WL Exclusionism Wrecks Own Meeting (1977)

Workers Vanguard No. 147 (4 March 1977)

WL Exclusionism Wrecks Own Meeting

TORONTO – The tiny local branch of the Workers League (WL), reinforced by a goon squad of its cronies from Detroit, forcibly prevented members of the Trotskyist League of Canada (TL) from attending a so-called “public” WL, meeting February 19 at the University of Toronto. Although a showing of the film “Trotsky: His Life and Work” was the drawing card for the meeting, its real purpose was revealed once the WL had corralled about 40 people inside. It was simply a forum to continue the vicious slander campaign of the Healyite International Committee (IC) against United Secretariat (USec) leaders George Novack and Joseph Hansen.
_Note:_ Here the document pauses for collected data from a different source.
Issue #1950, opened 2017-02-06
Consolidate entity serialization into one implicit class


felixmulder:
The templating engine only works on `java.util.Map[String, AnyRef]` (buuh). This means that for each entity, we must convert it to this format. This is done in: [dottydoc.model.JavaConverters](https://github.com/lampepfl/dotty/blob/master/doc-tool/src/dotty/tools/dottydoc/model/JavaConverters.scala).

This file is unnecessarily large, since it contains an implicit class for each subtype of `Entity`. But! It could be made to just contain one implicit class for all subtypes of `Entity`. Namely:

```scala
implicit class JavaEntity(val ent: Entity) extends AnyVal {
  def asJava: JMap[String, _] = ...
}
```

The `asJava` function would return a map with all possible fields of subtypes of `Entity` with `null` for value if the field does not exist in the current subtype.

Yes, we hate `null` in Scala land - but here we are on the border between Java and Scala and as such we have to make some concessions to please the great Java Templating engine gods.

**Added bonus points for:** getting rid of the `_root_` imports, no longer needed

wutongy:
Hi, @felixmulder. I would like to solve this issue. It would be a good chance for me to familiar with Scala code since I would like to apply for GSOC this year and contribute to Scala community.

wutongy:
Hi @felixmulder. 

Just want to confirm with you if what I try to do is right. Does the one implicit class you suggested look like that? :
```scala
implicit class JavaEntity(val ent: Entity) extends AnyVal {
  def asJava(extras: Map[String, _] = Map.empty): JMap[String, _] = ent match {
    case link: MaterializableLink => link match ...
    case ref: Reference =>  ref match ...
    ...
    case _ => null
  }
}
```

Also, may I ask how to test the code so that I can know my modification is correct and does not break anything by accident? Thanks!

felixmulder:
This is what I'm suggesting, and the easiest way to test it would be to create an anonymous instance of each entity type. E.g:

```scala
val df = new Def { ... }
val vl = new Val { ... }

// all of the testsssss
```

A test like this would be unable to compile if the interface changed.

PR #2074, opened 2017-03-10
[WIP] consolidate entity serialization

vlthr:
Related issue: #1950

Refactored the various implicit classes that handled serialization of entities into a single class. Entities are now serialized by unioning together the result of serializing their individual subtypes/inherited traits.

I also added a test to statically ensure that the implicit conversions work, and that the serializations are successful (but not whether the result is correct).

Review by @felixmulder

### DIFF
--- a/doc-tool/src/dotty/tools/dottydoc/model/JavaConverters.scala
+++ b/doc-tool/src/dotty/tools/dottydoc/model/JavaConverters.scala
@@ -4,12 +4,11 @@ package model
 import comment._
 import references._
 
-import _root_.java.util.HashMap
 import _root_.java.util.LinkedList
 
 object JavaConverters {
   import scala.collection.JavaConverters._
-  import _root_.java.util.{ Optional => JOptional, Map => JMap }
+  import _root_.java.util.{ Map => JMap }
 
   implicit class OptStr(val opt: Option[String]) extends AnyVal {
     def asJava = opt.getOrElse(null)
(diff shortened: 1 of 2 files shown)


doc-tool/src/dotty/tools/dottydoc/model/JavaConverters.scala
```diff
@@ -298,16 +143,88 @@ object JavaConverters {
...
-    case ent: Package   => ent.asJava(extras)
-    case ent: CaseClass => ent.asJava(extras)
-    case ent: Class     => ent.asJava(extras)
-    case ent: Trait     => ent.asJava(extras)
-    case ent: Object    => ent.asJava(extras)
-    case ent: Def       => ent.asJava
-    case ent: Val       => ent.asJava
-    case ent: TypeAlias => ent.asJava
-    case _              => Map.empty.asJava
+  private def parseEntity(ent: Entity, extras: Map[String, _]): JMap[String, _] = {
```
felixmulder: Are we still using the `extras` or can we kill that parameter?

doc-tool/src/dotty/tools/dottydoc/model/JavaConverters.scala
```diff
@@ -298,16 +143,88 @@ object JavaConverters {
...
+    val entity = Map(
+      "kind"     -> ent.kind,
```
felixmulder: let's kill vertical alignment now that we're writing code that may change:

```diff
+    val entity = Map(
+      "kind" -> ent.kind,
```

doc-tool/src/dotty/tools/dottydoc/model/JavaConverters.scala
```diff
@@ -298,16 +143,88 @@ object JavaConverters {
...
+      )
+      case _ => Map.empty
+    }
+    val df = ent match {
+      case ent: Def => Map(
+        "paramLists"          -> ent.paramLists.map(_.asJava).asJava
+      )
+      case _ => Map.empty
+    }
+      (entity ++ members ++ superTypes ++ modifiers ++ typeParams ++ constructors ++ companion ++ returnValue ++ implicitlyAddedEntity ++ typeAlias ++ trt ++ df).asJava
```
felixmulder: let's make this a:

```scala
{
  entity ++
  members ++
  ...
  df
}.asJava
```

doc-tool/test/JavaConverterTest.scala
```diff
@@ -0,0 +1,111 @@
...
+  ImplicitlyAddedEntity,
+  TypeAlias,
+  Trait,
+  Def,
+  NonEntity
+}
+import model.references.{ConstantReference, TypeReference, NoLink}
+import model.comment.Comment
+import dotty.tools.dotc.core.Symbols.NoSymbol
+import _root_.java.util.{Optional => JOptional, Map => JMap}
```
felixmulder: we can get rid of `_root_` now, it was needed previously for historic (i.e. dumb) reasons.

doc-tool/test/JavaConverterTest.scala
```diff
@@ -0,0 +1,111 @@
...
+
+class JavaConverterTest {
+  import model.JavaConverters._
+
+  @Test def entityConversions = {
+    trait TestEntity extends Entity {
```
felixmulder: No need to create all these intermediate subclasses of `entities.scala` - see below

doc-tool/test/JavaConverterTest.scala
```diff
@@ -0,0 +1,111 @@
...
+      override val kind = "type"
+      def alias = None
+    }
+    trait TestDef extends TestModifiers with TestTypeParams with TestImplicitlyAddedEntity {
+      def paramLists = List()
+    }
+    trait TestTrait extends TestModifiers with TestTypeParams with TestSuperTypes with TestMembers with TestCompanion {
+      def traitParams = List()
+    }
+    val ent = new TestEntity {}
```
felixmulder: Instead of extending and instantiating, just do:

```scala
val ent = new Entity {
  val symbol = ...
  val name = ...
}
...
```

doc-tool/test/JavaConverterTest.scala
```diff
@@ -0,0 +1,111 @@
...
+    val superTypes_serialized = superTypes.asJava()
+    val modifiers_serialized = modifiers.asJava()
+    val typeParams_serialized = typeParams.asJava()
+    val constructors_serialized = constructors.asJava()
+    val companion_serialized = companion.asJava()
+    val returnValue_serialized = returnValue.asJava()
+    val implicitlyAddedEntity_serialized = implicitlyAddedEntity.asJava()
+    val typeAlias_serialized = typeAlias.asJava()
+    val def_serialized = df.asJava()
+    val trait_serialized = trt.asJava()
```
felixmulder: here we're not really testing the result of the conversion, just that the conversions apply to all entities, we could be doing:

```scala
val df = new Def { val name = "foo"; ... }.asJava
assertEquals("foo", df.get("name"))
```

100% test coverage here might be overkill, but perhaps testing a that (pseudo code):

```scala
(Foo extends Bar).asJava.get("superTypes").asScala.toList == List(Foo)
```

felixmulder:
Feel free to include feedback as a second commit, no probs

doc-tool/src/dotty/tools/dottydoc/model/JavaConverters.scala
vlthr: Nope, looks like none of the current callers actually pass any extras. I'll remove it!

doc-tool/test/JavaConverterTest.scala
vlthr: Is there a way to do this without repeating the fields of Entity (and some others) in each anonymous trait instantiation? I ended up making a bunch of TestX traits implementing each entity trait just to avoid repeating common fields, but I agree that it does feel a little verbose.

doc-tool/test/JavaConverterTest.scala
vlthr: I agree, the tests are pretty weak as they are. I'll add some checking of the actual results - especially the low-hanging fruit.

doc-tool/test/JavaConverterTest.scala
felixmulder: Maybe, but there are only a few concrete instances of the entities, eg:

- Package
- CaseClass
- Class
- Object
- Trait
- Def
- Val
- TypeAlias

See `internal.scala`. No need to instantiate `Entity with Members` et al

vlthr:
Contents of the second commit:

- Added tests to ensure that the results of serialization match their
  pre-serialization values.
- Removed unused parameter `extras` from Entity.asJava() implicit methods.
- Removed _root_ imports
- Fixed several code style issues

The tests are fairly comprehensive (with the most notable omission being no testing of Comment serialization), but at the same time they are fairly repetitive, which I'm worried could lead to them being out of sync with the serialization code in the future. What are your thoughts on using reflection or macros to DRY up the test code. Too much unnecessary complexity?

doc-tool/test/JavaConverterTest.scala
```diff
@@ -3,109 +3,317 @@ package dottydoc
...
+      def comment = None
+      def annotations = List("test")
+      def parent = NonEntity
+      def members = trt :: typeAlias :: Nil
+      def superTypes = new NoLink("title", "query") :: Nil
+    }
+    assertSerializedCorrectly(pkg, pkg.asJava())
+  }
+
+  def assertEach[E, A, C[E] <: Seq[E]](expected: C[E], serialized: Any, pairwiseAssertion: (E, A) => Unit) {
```
felixmulder: If we separate this into two parameter lists, do we still need the type annotation at call site?

felixmulder: e.g:

```scala
def map[A,B](a: A, f: A => B) = f(a)
map(1, x => x * 2) // does not compile, needs type annotation

def map2[A,B](a: A)(f: A => B) = f(a)
map(1)(x => x * 2) // compiles
```

felixmulder:
Well it looks like you had fun with the testing ^^

I'll have a look in the morning, for now just one feedback point already posted.

Cheers,
Felix

doc-tool/test/JavaConverterTest.scala
vlthr: Nope, looks like we don't! Removing the type annotations significantly improves the readability of the calls.

Can I amend the commit, or would that confuse the system?

felixmulder:
just rebase and force push, that's fine :)

doc-tool/test/JavaConverterTest.scala
```diff
@@ -0,0 +1,320 @@
...
+  }
+  def assertSerializedCorrectly(expected: Entity, serialized: Any) {
+    val actual = serialized.asInstanceOf[JMap[String, _]]
+    assertEquals(expected.name, actual.get("name"))
+    assertEquals(expected.kind, actual.get("kind"))
+    assertSameSeq(expected.annotations, actual.get("annotations"))
+    assertSameSeq(expected.path, actual.get("path"))
+    assertEquals(expected.hasShortenedDocstring, actual.get("hasShortenedDocstring"))
+    // Only test if a comment is present
+    expected.comment match {
```
felixmulder: this is fine, but the idiomatic way to do this would be:

```scala
expected.comment.foreach(assertNotEquals(null, actual.get("comment")))
```

felixmulder:
Thanks @vlthr! Happy to get this merged :tada:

As usual, the Workers League was concerned above all with spreading its lies without having to face exposure by supporters of the international Spartacist tendency. At the entrance to the meeting a WL goon announced, “Everyone is welcome who is not a member of the Trotskyist League.”
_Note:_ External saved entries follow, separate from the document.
PR #2076, opened 2017-03-11
Fix overriding a Java method with varargs

smarter:
If A method like:
```scala
  override def foo(x: Object*)
```
overrides a Java method, it needs to be rewritten as:
```scala
  def foo(x: Seq[Object])
  override def foo(x: Array[Object]): Object = foo(Predef.wrapRefArray(x))
```

This should be handled by ElimRepeated but there were two bugs:
- `addVarArgsBridge` was called at phase `thisTransformer.next`, this is
too late to create the bridge since `T*` has already been rewritten as
`Seq[T]`
- The original method symbol needs to have the `override` flag dropped,
since it doesn't override anything.

Furthermore, RefChecks had to be moved after ElimRepeated, otherwise
the testcase would fail the overriding checks.

<hr>

@odersky I'm not sure if moving RefChecks is the best solution here. Alternatively we could teach TypeComparer about repeated params when we compare MethodTypes in a phase before ElimRepeated.

### DIFF
--- a/compiler/src/dotty/tools/dotc/Compiler.scala
+++ b/compiler/src/dotty/tools/dotc/Compiler.scala
@@ -48,9 +48,9 @@ class Compiler {
       List(new Pickler),            // Generate TASTY info
       List(new FirstTransform,      // Some transformations to put trees into a canonical form
            new CheckReentrant),     // Internal use only: Check that compiled program has no data races involving global vars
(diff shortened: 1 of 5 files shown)


smarter:
Oops, I forgot to add the testcase, I'll amend the commit.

To protest this Stalinist exclusion, the TL and its supporters initiated a militant picket line, 40-strong, in front of the meeting site. They chanted: “Let the communists in,” “Down with Stalinist exclusionism – For workers democracy,” “On Sadlowski, Miller and Ho Chi Minh – IC and USec are brothers under the skin,” and “Down with the Healyite slander campaign – Reforge the Fourth International.”

Inside the meeting a supporter of the TL demanded to know why the Trotskyist League was excluded and protested this cowardly act as a blatant violation of workers democracy. WL goons immediately rushed him, pushing him out the door. Two others who protested the exclusion were also thrown out. WL honcho Fred Mazelis took the floor, ranting that anyone who disagreed with the exclusion should “go out and join the protest outside,” at which point six more people left.

Mazelis cynically offered to let the TL have one speaker. But later when a TL delegation came to accept this offer, four goons at the door mumbled, “You're too late.” The remaining audience was treated to over an hour of the WL’s crisis-mongering and GPU agent-baiting of Hansen and Novack before the movie. When one person asked when the film would start, Mazelis replied: “If you don't like it you can leave.” At that point ten more people walked out.

The Workers League’s penchant for slandering and hysterical crisis-mongering is as notorious as its longtime Stalinist exclusion of opponent tendencies from “public” WL forums. Its recent hypocritical appeal against violence in the socialist movement (see “Look Who's Calling Us Comrade,” WV No. 143, 4 February) is belied by its continuing practice of exclusionism.

The Workers League fortunately has no impact on the working class. Its capitulation to the right-wing social-democratic New Democratic Party and its chauvinist refusal to recognize Quebec's right to-self-determination are but Canadian adaptations of its appeals to arch-reactionary labor traitors such as Meany and Abel to form a labor party in the U.S. However marginal this group is, its recourse to lies and slander instead of political debate is a poison that must be vigorously combatted, while its exclusion of and thug attacks against opponents on the left are Stalinist provocations that cannot be tolerated in the workers movement.